In the listing that follows, the range to quote begins at the line that has "The documentation is" and ends after the line that has "Well done. The"; quote it verbatim and add nothing.

▶ **DATA TO PROCESS**
=== Begin Enclosure ===
PR #916, opened 2026-07-27
ci(prune): preserve .github so local composite actions survive post-step prep (fixes #890 red leg)

frstrtr:
Root cause: prune-runner-workspace was deleting .github/ so the runner cannot re-read provision-dashbls action.yml during post-step prep. That is what turned #890 red on the dash-bls leg — a failure with nothing to do with libgmp.

The prune step now preserves .github/ (composite action definitions) alongside _actions/_tool, so post-step prep can re-read local action.yml files. Workspace-size reclaim is otherwise unchanged.

Note: #890 still needs a rebase onto this branch once merged.

### DIFF
--- a/.github/actions/prune-runner-workspace/action.yml
+++ b/.github/actions/prune-runner-workspace/action.yml
@@ -37,9 +37,14 @@ runs:
         # Everything under the workspace except the checkout's .git. Keeping .git
         # (~230 MiB) lets actions/checkout's post-step unset its auth header
         # instead of erroring, and lets the next job fetch incrementally. The
-        # build trees, which are the actual ~5 GiB, all go.
+        # build trees, which are the actual ~5 GiB, all go. .github is also
+        # kept: local composite actions (./.github/actions/*) resolve from
+        # the workspace, not _actions/, and the runner re-reads their
+        # action.yml during end-of-job post-step preparation. Deleting it
+        # made provision-dashbls unresolvable and failed every DASH-impl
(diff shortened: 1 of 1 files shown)


frstrtr:
**Reviewed — correct, and it fixes a fault I misattributed.**

```diff
-find "$GITHUB_WORKSPACE" -mindepth 1 -maxdepth 1 ! -name .git -exec rm -rf -- {} +
+find "$GITHUB_WORKSPACE" -mindepth 1 -maxdepth 1 ! -name .git ! -name .github -exec rm -rf -- {} +
```

That is precisely the failure seen on #890 and on the `SHA256SUMS + draft release` leg of run 30221138155:

```
Can't find 'action.yml', 'action.yaml' or 'Dockerfile' under
'.../.github/actions/prune-runner-workspace'. Did you forget to run actions/checkout?
```

The prune deleted `.github`, which contains the local composite action the post-step then tries to run — self-defeating on a reused self-hosted workspace. Preserving `.github` alongside `.git` is the minimal correct fix, and the ~5 GiB of build trees this exists to reclaim still go.

Worth noting the blast radius this had: because that job failed, run 30221138155 produced **no draft release at all** despite 12 of 14 packages building fine. A green matrix was withheld by a workspace-prune bug.

I originally attributed #890's red to the missing `libgmp-dev` alone. That was incomplete — there were two independent faults on that leg. Please confirm whether `libgmp-dev` is now present on the runners taking the DASH+BLS job, since this PR does not address it.

Merging on green.

PR #184, opened 2022-05-04
modernize coveralls reporting, remove travis.yml config

Zeitsperre:
The coveralls GitHub action for reporting coverage has inconsistent behaviour. I figured it would be a good idea to port a working non-action approach here.


Zeitsperre:
@huard this is good for review. Coverage reporting is now fixed.

huard (approved):

PR #193, opened 2022-08-04
Unpin Numpy and NetCDF4 dependencies

Zeitsperre:


cjauvin:
So should we merge this? Is there a reason why it's still a draft?

Zeitsperre:
I haven't touched the numpy part yet; I simply unpinned numpy in the environment.yml. We still need to deal with the `# FIXME` I added.

Zeitsperre:
So for some reason the installation process for RavenPy force-installs an older numpy???

https://github.com/CSHS-CWRA/RavenPy/runs/7699123779?check_suite_focus=true#step:6:4064

cjauvin (approved):

PR #199, opened 2022-09-16
soil profile (Aida's work) and evaluation metrics

Bijan55699:
Addition of two new soil profiles (Aida's work) and activation of evaluation period command.

### DIFF
--- a/ravenpy/config/rvs.py
+++ b/ravenpy/config/rvs.py
@@ -250,7 +250,7 @@ class RVI(RV):
     # come after `:SoilModel`
     _post_tmpl = """
     :EvaluationMetrics     {evaluation_metrics}
-    {evaluation_periods}
+    :EvaluationPeriod      {evaluation_periods}
     :WriteNetcdfFormat     yes
     #:WriteForcingFunctions
     :SilentMode
--- a/ravenpy/models/emulators/hbvecmod.py
+++ b/ravenpy/models/emulators/hbvecmod.py
@@ -196,6 +196,16 @@ class HBVECMOD(Raven):
                 ["TOPSOIL", "FAST_RES", "SLOW_RES"],
                 [P.X03, P.X04, P.X05],
             ),
+            SOIL(
+                "loam",
+                ["TOPSOIL", "FAST_RES", "SLOW_RES"],
+                [P.X03, P.X04, P.X05],
+            ),
+            SOIL(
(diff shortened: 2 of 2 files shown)


Bijan55699:
soil profile (Aida's work) and evaluation metrics

ravenpy/config/rvs.py
```diff
@@ -250,7 +250,7 @@ class RVI(RV):
     # come after `:SoilModel`
     _post_tmpl = """
     :EvaluationMetrics     {evaluation_metrics}
-    {evaluation_periods}
+    :EvaluationPeriod      {evaluation_periods}
```
huard, line 253: Unless there is a problem with the original formulation, this should not be changed. 

This is the definition of the EvaluationPeriod command:
 ```
@dataclass
class EvaluationPeriod(RavenCommand):
    """:EvaluationPeriod [period_name] [start yyyy-mm-dd] [end yyyy-mm-dd]"""

    name: str
    start: dt.date
    end: dt.date

    template = ":EvaluationPeriod {name} {start} {end}"

    def to_rv(self):
        return self.template.format(**asdict(self))
```
In practice, use something like (untested):
```
model.config.rvt.evaluation_periods = [EvaluationPeriod('wet', dt,date(1990, 1, 1), dt.date(2000, 1, 1))]
```

huard (changes requested):

huard:
@Zeitsperre Seems to be a problem with the netcdf build. No objection pulling 3.7 from the suite if that simplifies things.

Zeitsperre:
I believe it's this issue here: https://github.com/Unidata/netcdf4-python/issues/1179. The wheel is bad on PyPI. I can add the fix for it in here at some point.

Zeitsperre:
@huard Python3.7 is rapidly approaching [end of life](https://peps.python.org/pep-0537/), so let's do that and see if the issue stems from there. I'm going to drop it in another PR.

ravenpy/config/rvs.py
huard: What do you mean by "original formulation" ? 
https://github.com/CSHS-CWRA/RavenPy/blob/427f7caf0562928db1951e42b1217727bf925c62/ravenpy/config/commands.py#L80

If there's a but with the EvaluationPeriod configuration, let's fix it in another PR.

PR #203, opened 2022-09-30
Address failing documentation builds

Zeitsperre:


Zeitsperre:
@huard This is good to go.

RtD builds are not being reported as status checks here because of a token-related issue. In order to fix that, the admins of https://github.com/CSHS-CWRA need to flush the currently active ones (or provide you and/or me with some additional access).

Until then, we just need to keep an eye on the RtD Build badge.

huard:
Thanks, 

Could you provide @boshek instructions regarding what needs to be done ?

Makefile
```diff
@@ -67,7 +67,9 @@ coverage: ## check code coverage quickly with the default Python
 docs: ## generate Sphinx HTML documentation, including API docs
 	# Warning: as the sphinx-apidoc is NOT being run on the RTD server the workaround we have
 	# is to commit the (currently 8) rst files it generates.
-	sphinx-apidoc -d 10 -o docs/ ravenpy
+	rm -f docs/ravenpy*.rst
```
huard, line 70: That looks dangerous, no ?

Zeitsperre: We use the exact line in all other docs-making entries (e.g. https://github.com/Ouranosinc/xclim/blob/b0ed02f3d8bc25667b0f7d87cfe294177ce76269/Makefile#L87). I could remove the `-f` for safety (this only affects files made when `sphinx-apidoc` is run, typically by the user who last called it). What do you think?

Zeitsperre: Actually, I'd keep the "-f" as some shells (`zsh`/`fish`) can potentially prompt for user input when removing multiple files. There's no recursion happening here. Should I instead make a mention in the docs to not name any doc files after the slug name (`ravenpy`)?

Zeitsperre: Sure, that seems reasonable.

huard (approved):

Zeitsperre:
> Could you provide @boshek instructions regarding what needs to be done ?

The ReadTheDocs OAuth app needs to be permitted to run at the organization level (https://docs.readthedocs.io/en/latest/integrations.html#webhook-activation-failed-make-sure-you-have-the-necessary-permissions). I'm not sure exactly how that is done, as we don't do that at Ouranosinc (our permissions are higher). If the admins themselves are not on ReadTheDocs, they may need to join it to allow access to the organization.

Seeing as David and I aren't members of CSHS-WRA, we can't make App Authorization/Integration requests at the organization level, so our ability to manage this is limited.

PR #206, opened 2022-10-24
undo suppress_output changes from 0.8.0, as it breaks raven-wps

huard:
Spotpy calibration repeatedly calls model(), and each call, rv files are created and added to a zip file. As the zip file grows, adding new files slows down. In 0.8.0, I fixed this by skipping `merge_output` if `suppress_output` is True. This has the unintended side effect of breaking multiple tests in raven-wps and would be backward incompatible for raven-wps users, at least, without fixes to the wps handlers. 

The solution proposed here is to create another method `Raven._execute`, which runs the model but does not parse the outputs. The Spotpy calibration can use this method and avoid the slowdown problem. I've modified diagnostics so it parses output files on demand.

### DIFF
--- a/HISTORY.rst
+++ b/HISTORY.rst
@@ -2,6 +2,12 @@
 History
 =======
 
+0.8.1
+-----
+
+* Undo change related to `suppress_output`, as it breaks multiple tests in raven. New `Raven._execute` method runs models but does not parse results.
+
+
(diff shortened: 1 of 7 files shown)


richardarsenault (approved):
Elegant fix, Looks good to me!

PR #209, opened 2022-10-25
Automatically infer scale and offset from units attribute

huard:
When reading a netCDF CF-compliant input file, parse the units and infer scale and offset parameters. 

Todo: 
- [x] Add change to history
- [x] Remove explicit scale and offset configuration from tests
- [x] Merge https://github.com/Ouranosinc/raven-testdata/pull/28


Zeitsperre:
@huard You may want to pin `pint` in this PR. See: https://github.com/hgrecco/pint/issues/1631

Changes will be available in the newest xclim once https://github.com/Ouranosinc/xclim/issues/1211 is resolved.

PR #217, opened 2022-10-28
Refactor HRUState so that it prints only relevant state variables

huard:
**This is a breaking change.** 

Change the signature of HRUState. 
Instead of `HRUState(soil0=10)`, we now write `HRUState(data={"SOIL[0]": 10})`. 

Knowing which variables are specified, we're able to only put those in the rvc. This avoids warnings of `initial conditions for state variables not in model`. I think it's also a better design become the variable names are identical to those in the RavenC documentation.

### DIFF
--- a/HISTORY.rst
+++ b/HISTORY.rst
@@ -4,11 +4,24 @@ History
 
 0.9.0 (unreleased)
 ------------------
+
+Breaking changes:
+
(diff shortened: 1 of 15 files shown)


huard:
@ldajab This will avoid having to redefine the RVC template.

richardarsenault (approved):

PR #223, opened 2022-11-03
Remove RAVENPY_TESTDATA_PATH and rewrite tests for thread safety

Zeitsperre:
## Changes

 * Testing ensemble no longer requires that a `RAVENPY_TESTDATA_PATH` be set, nor does it require a local git clone of the raven-testdata
 * a threadsafe temporary folder for housing data is now implemented among the pytest fixtures
 * `pytest-xdist` is now a development dependency (allows for distributed testing). Improvements should already be visible on GitHub Actions (2 CPUs per VM).

## Potential issues 

For tests that used `get_local_testdata` with wildcards to access datasets, these data access steps were replaced with `query_folder` with regex patterns. Without authentication, this function is rate-limited, and it's possible that the rate may be too low for all of our synonymous builds. If that's the case, authenticating these requests for the GitHub API is relatively simple (https://docs.github.com/en/rest/overview/resources-in-the-rest-api#rate-limiting), and I can look into that in another PR.

### DIFF
--- a/ravenpy/utilities/data_assimilation.py
+++ b/ravenpy/utilities/data_assimilation.py
@@ -7,13 +7,13 @@ import datetime as dt
 import math
 import os
 from copy import deepcopy
-from dataclasses import replace
 from typing import Dict, List, Sequence, Tuple, Union
 
 import numpy as np
 import xarray as xr
 
 from ravenpy.config.commands import HRUState
+from ravenpy.models import Raven
 
 """
 model = Raven model instance, preset with parameters etc.
@@ -109,9 +109,7 @@ def assimilate(
     return [xa, model]
 
 
-def perturbation(
-    da: xr.DataArray, dist: str, std: float, seed: int = None, **kwargs: Dict
-):
+def perturbation(da: xr.DataArray, dist: str, std: float, seed: int = None, **kwargs):
     """Return perturbed time series.
 
     Parameters
@@ -125,7 +123,7 @@ def perturbation(
     seed : int
       Seed for the random number generator. Setting the same seed for different variables will ensure the same
       perturbations are generated.
-    kwargs : dict
+    **kwargs
       Name and size of additional dimensions, apart from time.
 
     """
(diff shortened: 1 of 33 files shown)


Zeitsperre:
@huard All that needs to happen is merging of https://github.com/Ouranosinc/raven-testdata/pull/30. Testing time has been reduced by ~3.5 minutes!

huard (approved):
Could you include some info on what the changes is exactly. For example, if I run locally the same tests over and over, are test files cached on disk in between those runs? If a test file changes upstream, is it automatically detected ?

Zeitsperre:
@huard 

I was thinking about this last night, and I'm pretty sure I can do better on this PR. Right now, each running worker fetches their own copy of the dataset directly, but we could have a primary worker fetch all the relevant datasets on pytest launch to cache them on disk more permananently, then have each worker copy that to their temp directory when running. There would be no potential issues from `query_folder` API rate limiting, as it's called a handful of times once.

The best method I can think would be to create few pytest fixtures and/or load filenames into the pytest namespace. This will change how we access data, but will remove *a lot* of duplicated code. 

In xclim's `_get`, I added some changes that attempted re-download in the event that a md5 file fetched remotely does not match the signature for a file on disk, so I'll port those advancements here.

I'll re-request a review when my changes are all in.

Zeitsperre:
@huard This PR is about done. I can't firgure out what the problem is with the last failing tests. Could it be that the wrong files are being used to initialize the model? I can't seem to figure it out.

Zeitsperre:
There remains one final bug to deal with:

 * The raven RV files mostly use the following naming convention, except for those under `raven-hbv-ec`:
```
f"raven-{model}/raven-{model.split("-")[0]}-salmon.rv*"
```
If we can rename those files to follow the same pattern, the testing ensemble will pass, and that would be swell, IMO.

Zeitsperre:
@huard This PR is ready! It requires my PR in raven-testdata (https://github.com/Ouranosinc/raven-testdata/pull/32) to be merged. Will update the history and other documentation and merge when ready.

Zeitsperre:
Fixed. I think there are two issues:
 - Climpred is not compatible with the newest xarray (2022.11.0)
 - NetCDF4 >= 1.6 has major issues (PyPI wheel is definitely broken)

I'll try a few more variations, but we can at least say with certainty that the issue isn't on our end.

PR #226, opened 2022-11-04
Import changes to routing product extractor from aida-famine branch

huard:
Another step in bringing the master closer to the famine branch.

### DIFF
--- a/.github/workflows/main.yml
+++ b/.github/workflows/main.yml
@@ -78,8 +78,16 @@ jobs:
           environment-file: environment.yml
       - name: Conda and mamba versions
         run: |
-            mamba --version
-      - name: Install and test RavenPy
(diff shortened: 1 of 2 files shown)


Bijan55699:
@huard : I tried to test the modifications implemented in this PR, but the `hbvecmod.py `emulator does not exist in `adjust_routing_importer` branch. I think we will have to merge the latest changes of the `hbvecmod.py` in `aida-famine` branch so that I can add it to the `adjust_routing_importer `for testing (I added the the latest file after git pull, but looks like its not its missing two soil types and potentially other changes made)

huard:
This PR is a copy paste of the file in the aida-famine branch. I just wanted to confirm with you that it was ok to bring those changes back into master.

PR #231, opened 2022-11-08
Support distinct netcdf indices for meteo and hydrometric stations

### LINKED ISSUE #228: Support observation datasets with multiple gauge stations
### Description

At the moment, there is only one index into station data (`nc_index`). If we have a file for meteo data and another for streamflow data, we need another index to pinpoint the gauge stations. 

I propose creating a second index (`hydro_idx`) to identify the gauge stations to be used as observations.

huard:
Closes #228

- Allows configuration to use distinct files and indices for hydro and meteo data. 
- Adds support for multiple hydro gauge stations. To use, configuration needs to include a new config parameter called `gauged_sb_ids`, a sequence identifying the subbasin draining at the gauge station.
- Renames configuration parameter `nc_index` to `meteo_idx` to reduce confusion between the two indices. `nc_index` should still work but is considered deprecated and will be removed in a future version.

### DIFF
--- a/HISTORY.rst
+++ b/HISTORY.rst
@@ -12,7 +12,9 @@ Breaking changes:
   dictionary keyed by variables' Raven name (e.g. `{"SOIL[0]": 10}).
   This change makes `rvc` files easier to read, and avoids Raven
   warnings regarding 'initial conditions for state variables not in model'.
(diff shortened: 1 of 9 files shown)


richardarsenault (approved):
This is a great idea, thanks!

PR #233, opened 2022-11-14
Prepare version 0.9.0

Zeitsperre:
## Changes

* Notebooks have been re-run and adapted to reflect API changes
* Documentation building is now more step-based runs a linkcheck on build
* Pydantic classes are parsed by Sphinx using `autodoc_pydantic` to prevent warnings on ReadTheDocs
* Docstrings have been adjusted to better follow conventions
* Bumped version to 0.9.0


huard:
Thanks for updating the nb ! There are a bunch of new warnings in some of them that I should investigate before the release. Let's hold on for a bit.

Zeitsperre:
All good! I want to get the docs working again, so still plenty of things to do on my end as well. If you want to open a PR basing your changes off this branch, feel free!

Zeitsperre:
The documentation is now working! Pydantic classes were being double-documented by Sphinx and printing warnings because of this. We need to ensure that Pydantic classes never employ numpy-style docstrings (their methods can use numpy-docstring though).

huard:
Well done. The "no docstring in pydantic classes" seems like a bug, however. Is this a known failure or its something you discovered?

Zeitsperre:
It's not that there wasn't any docstring, it was that the numpy docstring was conflicting with the docstring that was being generated by Pydantic via type declaration. It's a known issue for Sphinx (https://github.com/mansenfranzen/autodoc_pydantic). The build errors were being raised since there were two targets being generated for the same classes (those using Pydantic).

In the meantime, I'll move on to other tasks from here while you deal with the notebook warnings.

huard:
All good, I can work with their documentation standard. This is really good to know in advance because I'm working on pydantic models for every Raven command.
=== End Enclosure ===
▶ **SOLUTION TO THIS TASK**
The documentation is now working! Pydantic classes were being double-documented by Sphinx and printing warnings because of this. We need to ensure that Pydantic classes never employ numpy-style docstrings (their methods can use numpy-docstring though).

huard:
Well done. The "no docstring in pydantic classes" seems like a bug, however. Is this a known failure or its something you discovered?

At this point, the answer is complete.